Work instructions =
All that is wanted is a word-for-word copy of the data from its first line to the line containing "-217,7 +217,7 @@", both included.

(Stored data)
+ + + + + + +
PR #367, opened 2024-02-02
insert_link action

tvdab:
Minimal implementation for feature request #360, probably not production ready.
I closed my previous related pull request #364 because I forgot to create a feature branch for this, sorry.

Not sure if the following is necessary: `local note_id = require('obsidian').Note.from_file(rel_path .. ".md", client.dir).id`. I think in most cases the id of a note is just the part of the filename after the last `/` without the extension? So maybe a regex would do to extract the id from the filename?

To be honest, I'm just starting to explore the concept of note taking in Obsidian, so I'm not sure the feature in this pull request is added value. Feel free to change/close if necessary.

### DIFF
--- a/lua/obsidian/config.lua
+++ b/lua/obsidian/config.lua
@@ -217,7 +217,7 @@ config.FinderMappingOpts = {}
 config.FinderMappingOpts.default = function()
   return {
     new = "<C-x>",
-    insert_link = "<C-i>",
+    insert_link = "<C-l>",
   }
 end
 
--- a/lua/obsidian/config.lua
+++ b/lua/obsidian/config.lua
@@ -175,6 +175,7 @@ config.LinkStyle = {
 ---@field prepend_note_id boolean
 ---@field prepend_note_path boolean
 ---@field use_path_only boolean
+---@field perferred_link_style obsidian.config.LinkStyle
 config.CompletionOpts = {}
 
 ---Get defaults.
@@ -188,6 +189,7 @@ config.CompletionOpts.default = function()
     prepend_note_id = true,
     prepend_note_path = false,
     use_path_only = false,
+    preferred_link_style = config.LinkStyle.wiki,
   }
 end
 
@@ -207,6 +209,7 @@ end
 
 ---@class obsidian.config.FinderMappingOpts
 ---@field new string|?
+---@field insert_link string|?
 config.FinderMappingOpts = {}
 
 ---Get defaults.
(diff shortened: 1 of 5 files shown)


lua/obsidian/picker_utils.lua
```diff
@@ -16,12 +16,39 @@ M.telescope_mappings = function(map, client, initial_query)
...
+      local note_id = require('obsidian').Note.from_file(rel_path .. ".md", client.dir).id
+      if client.opts.completion.preferred_link_style == "markdown" then
+        link = "["..note_id.."](" .. rel_path .. ".md)"
+      else
+        if client.opts.completion.prepend_note_id then
+          link = "[[" .. note_id .. "]]"
+        else
+          link = "[[" .. rel_path .. "]]"
+        end
+      end
```
epwalsh, line 37: In 27bc40c I added a help function to format links, so you can replace this with:

```suggestion
      local note = require("obsidian").Note.from_file(path, client.dir)
      local link = client:format_link(note)
```

lua/obsidian/picker_utils.lua
```diff
@@ -16,12 +16,26 @@ M.telescope_mappings = function(map, client, initial_query)
       require("telescope.actions").close(prompt_bufnr)
       client:command("ObsidianNew", { args = query })
     end,
+
+    obsidian_insert_link = function(prompt_bufnr)
+      require("telescope.actions").close(prompt_bufnr)
+      local path = require("telescope.actions.state").get_selected_entry().path
+      local note = require("obsidian").Note.from_file(path, client.dir)
+      local link = client:format_link(note, {})
```
tvdab, line 24: Had to pass {} to the format_link function to prevent a nil exception. Maybe this parameter should be made optional in the format_link function.

lua/obsidian/picker_utils.lua
tvdab: A good idea to provide a format_link function. I changed my commit so it makes use of this function (and also the new config enum obsidian.config.LinkStyle.

lua/obsidian/config.lua
```diff
@@ -207,13 +209,15 @@ end
...
 ---@field new string|?
+---@field insert_link string|?
 config.FinderMappingOpts = {}
 
 ---Get defaults.
 ---@return obsidian.config.FinderMappingOpts
 config.FinderMappingOpts.default = function()
   return {
     new = "<C-x>",
+    insert_link = "<C-i>",
```
sotte, line 220: I would chose a different mapping. `<C-i>` is the same as `TAB` and can cause surprising behaviour. 

Maybe `C-l` for **link**?

Just my 2 cents.

tvdab: Thx for the suggestion. Replaced <C-i> with <C-l>.

epwalsh (approved):
LGTM, thanks @tvdab!

PR #385, opened 2024-02-09
🐛 Only update frontmatter if it has changed

ianhomer:
Fixes https://github.com/epwalsh/obsidian.nvim/issues/386

With frontmatter support enabled, the undo history is populated with empty changes which are the updates to the YAML frontmatter with no change. This causes vim undo to not operate as expected.

This fix only makes the frontmatter change if there is actually a change to make.


epwalsh:
@ianhomer oops, sorry I didn't see your PR first before I pushed that fix.

ianhomer:
Thx @epwalsh - thanks for the rapid fix, great plugin BTW.

PR #130, opened 2019-04-25
Dmo wordingconsumers croud

ghost:
Fix wording of croud for eventhub endpoints.


chaudum:
@dominikmoosbrugger Is this still a valid change?

dominikmoosbrugger:
I think it would be valid, but i question whether we still need to bother if we deprecate the consumer anyhow in favor of Azure Functions/other. No end user will see it and we tend not to use the consumer anymore since architecture guideline suggests otherwise?

croud/cmd.py
```diff
@@ -203,7 +203,7 @@ def consumer_schema_arg(
     group.add_argument(
         "--consumer-schema",
         type=str,
-        help="The CrateDB database schema used by the Azure EventHub consumer.",
+        help="The CrateDB database schema used by the Azure Events endpoint consumer.",
```
chaudum, line 206: Shouldn't it be "Event Hubs" and not "Events" ?
https://docs.microsoft.com/en-us/azure/event-hubs/event-hubs-about

```suggestion
        help="The CrateDB database schema used by the Azure Event Hubs endpoint consumer.",
```

Same for the other help texts as well?

PR #133, opened 2019-04-26
make the `config get` commands respect the output format

chaudum:
Example:

```console
$ croud config get env
+-------+
| env   |
|-------|
| dev   |
+-------+

$ croud config get env -o json
[
  {
    "env": "dev"
  }
]
```

## Checklist

### DIFF
--- a/croud/printer.py
+++ b/croud/printer.py
@@ -26,7 +26,7 @@ from tabulate import tabulate
 from croud.typing import JsonDict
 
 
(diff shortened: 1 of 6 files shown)


croud/printer.py
```diff
@@ -78,7 +78,7 @@ def _tabular(self, rows: Union[List[JsonDict], JsonDict]) -> str:
             # | a   |   b |
             # |-----+-----+
```
MarkusH:
```suggestion
            # |-----+-----|
```

PR #139, opened 2019-05-15
Converted consumer listing, deploying, and editing to REST

MarkusH:

Depends on crate/cloud-app#788

The first commit is shared with #138.

## Checklist

### DIFF
--- a/croud/consumers/commands.py
+++ b/croud/consumers/commands.py
@@ -21,6 +21,8 @@ from argparse import Namespace
 from textwrap import dedent
 
 from croud.gql import Query, print_query
+from croud.rest import Client
+from croud.session import RequestMethod
 from croud.util import clean_dict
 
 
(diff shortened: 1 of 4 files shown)


croud/consumers/commands.py
```diff
@@ -68,36 +70,30 @@ def consumers_deploy(args: Namespace) -> None:
...
-            productName
-            productTier
-            instances
-            tableName
-            tableSchema
-        }
-    }
-    """  # noqa
-    ).strip()
+    params = {}
```
chaudum: What is the reasoning behind dropping the usage of `clean_dict()`?

croud/consumers/commands.py
```diff
@@ -87,31 +84,25 @@ def consumers_list(args: Namespace) -> None:
...
-            id
-        }
+    body = {
+        "cluster_id": args.cluster_id,
+        "table_name": args.consumer_table,
+        "table_schema": args.consumer_schema,
     }
-    """  # noqa
-    ).strip()
+    config = {}
```
chaudum: Same here

PR #141, opened 2019-05-20
Add consumers delete command

MarkusH:

- [x] Depends on back-end changes.
- [x] Handle empty responses (HTTP 204) in REST client: #150

## Checklist

### DIFF
--- a/croud/consumers/commands.py
+++ b/croud/consumers/commands.py
@@ -21,6 +21,7 @@ from argparse import Namespace
 
 from croud.rest import Client
 from croud.session import RequestMethod
+from croud.util import require_confirmation
 
 
 def consumers_deploy(args: Namespace) -> None:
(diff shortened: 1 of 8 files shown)


croud/util.py
```diff
@@ -91,3 +91,11 @@ def clean_dict(data: Dict) -> Dict:
         else:
             cleaned[k] = v
     return cleaned
+
+
+def confirm_prompt(msg):
+    msg = f"{msg.rstrip()} [yN] "
+    resp = input(msg).lower()
+    if resp in {"y", "yes"}:
```
chaudum: Cosmetics: the `in` already returns a boolean value, you can write it short as 

```suggestion
    return resp in {"y", "yes"}
```

croud/consumers/commands.py
```diff
@@ -106,3 +108,15 @@ def consumers_edit(args: Namespace) -> None:
         RequestMethod.PATCH, f"/api/v2/consumers/{args.consumer_id}/", body=body
     )
     client.print(keys=["id"])
+
+
+def consumers_delete(args: Namespace) -> None:
+    yes = args.yes
```
chaudum: Since we will need that functionality for other delete actions as well, we could make a decorator that handles the prompt.

```py
@require_confirmation("Are you sure you want to delete the consumer?")
def consumers_delete(args: Namespace) -> None:
    ...
```

PR #148, opened 2019-05-22
Lb/products doc

lukas-bernert:

I am not sure if this is the right place to list our available products but for now I think it should do.

## Checklist


MarkusH:
Before we rush to merge this, how about `croud products list` as a command. It would provide a clear list of available products in the corresponding region. Refs crate/cloud-app#802

docs/commands/clusters.rst
```diff
@@ -68,3 +68,23 @@ Example
...
 .. _string delimitation: https://en.wikipedia.org/wiki/Delimiter
+
+Available Products and Tiers
+----------------------------
+
+
++--------------+----------------+------------------------------------------------+-----------+
+| Product Name | Available Tier | Available Region                               | Disk Type |
++--------------+----------------+------------------------------------------------+-----------+
+| cratedb.az1  | XS             | eastus.azure, eastus2.azure, westeurope.azure  | Premium   |
```
MarkusH: The "Premium" disks are our "Standard" disks. Similarly, we don't have "Ephemeral" disks but "Premium" disks.

docs/commands/clusters.rst
```diff
@@ -68,3 +68,23 @@ Example
...
 
 .. _string delimitation: https://en.wikipedia.org/wiki/Delimiter
+
+Available Products and Tiers
+----------------------------
+
+
++--------------+----------------+------------------------------------------------+-----------+
+| Product Name | Available Tier | Available Region                               | Disk Type |
++--------------+----------------+------------------------------------------------+-----------+
```
MarkusH: I guess you want `Product Name` etc to be table headers, right? In that case, you can use `=` instead of `-` right below as a row separator.
```suggestion
+==============+================+================================================+===========+

```

docs/commands/consumers.rst
```diff
@@ -44,6 +44,20 @@ Example
    | dc40090f-e1df-4974-b751-9fc27c824368 | my-first-consumer | 664e6556-5734-449c-a717-f3533e5f86cf | c95fe9bb-1a95-453d-9edc-30ffe7d8eb03 | eventhub-consumer | s             |           1 | raw__parted | doc           |
    +--------------------------------------+-------------------+--------------------------------------+--------------------------------------+-------------------+---------------+-------------+-------------+---------------+
 
+Available Products and Tiers
+----------------------------
+
++-------------------+----------------+------------------------------------------------+
+| Product Name      | Available Tier | Available Region                               |
++-------------------+----------------+------------------------------------------------+
```
MarkusH: As above
```suggestion
+===================+================+================================================+
```

lukas-bernert:
> Before we rush to merge this, how about `croud products list` as a command. It would provide a clear list of available products in the corresponding region. Refs [crate/cloud-app#802](https://github.com/crate/cloud-app/pull/802)

There's a story for this already: https://trello.com/c/gM2ZLXP1/163-13-list-products-in-cli
As discussed, I'll make sure it gets into the next cycle.

docs/commands/clusters.rst
```diff
@@ -68,3 +68,24 @@ Example
...
 .. _string delimitation: https://en.wikipedia.org/wiki/Delimiter
+
+Available Products and Tiers
+----------------------------
+
+
++--------------+----------------+------------------------------------------------+-----------+
+| Product Name | Available Tier | Available Region                               | Disk Type |
++==============+================+================================================+===========+
+
```
MarkusH: You now have an empty line here that needs to go for proper formatting :-|

lukas-bernert: Thanks

lukas-bernert:
> I don't think this is the right place to document the products. `croud` is a client library, and thus should not know about availability of products, especially, because products and their availability are subject to change.

@chaudum right, I agree. I'd only put it here now until we have a `products list` command in croud, which I'd like to squeeze into the next cycle. But now, by the end of Sprint 3 people will be able to deploy products but there's nowhere they can read about available products. Hence, adding it to the doc for now would be the most minimal viable solution, I guess.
+ + + + + + +
Answer box =
PR #367, opened 2024-02-02
insert_link action

tvdab:
Minimal implementation for feature request #360, probably not production ready.
I closed my previous related pull request #364 because I forgot to create a feature branch for this, sorry.

Not sure if the following is necessary: `local note_id = require('obsidian').Note.from_file(rel_path .. ".md", client.dir).id`. I think in most cases the id of a note is just the part of the filename after the last `/` without the extension? So maybe a regex would do to extract the id from the filename?

To be honest, I'm just starting to explore the concept of note taking in Obsidian, so I'm not sure the feature in this pull request is added value. Feel free to change/close if necessary.

### DIFF
--- a/lua/obsidian/config.lua
+++ b/lua/obsidian/config.lua
@@ -217,7 +217,7 @@ config.FinderMappingOpts = {}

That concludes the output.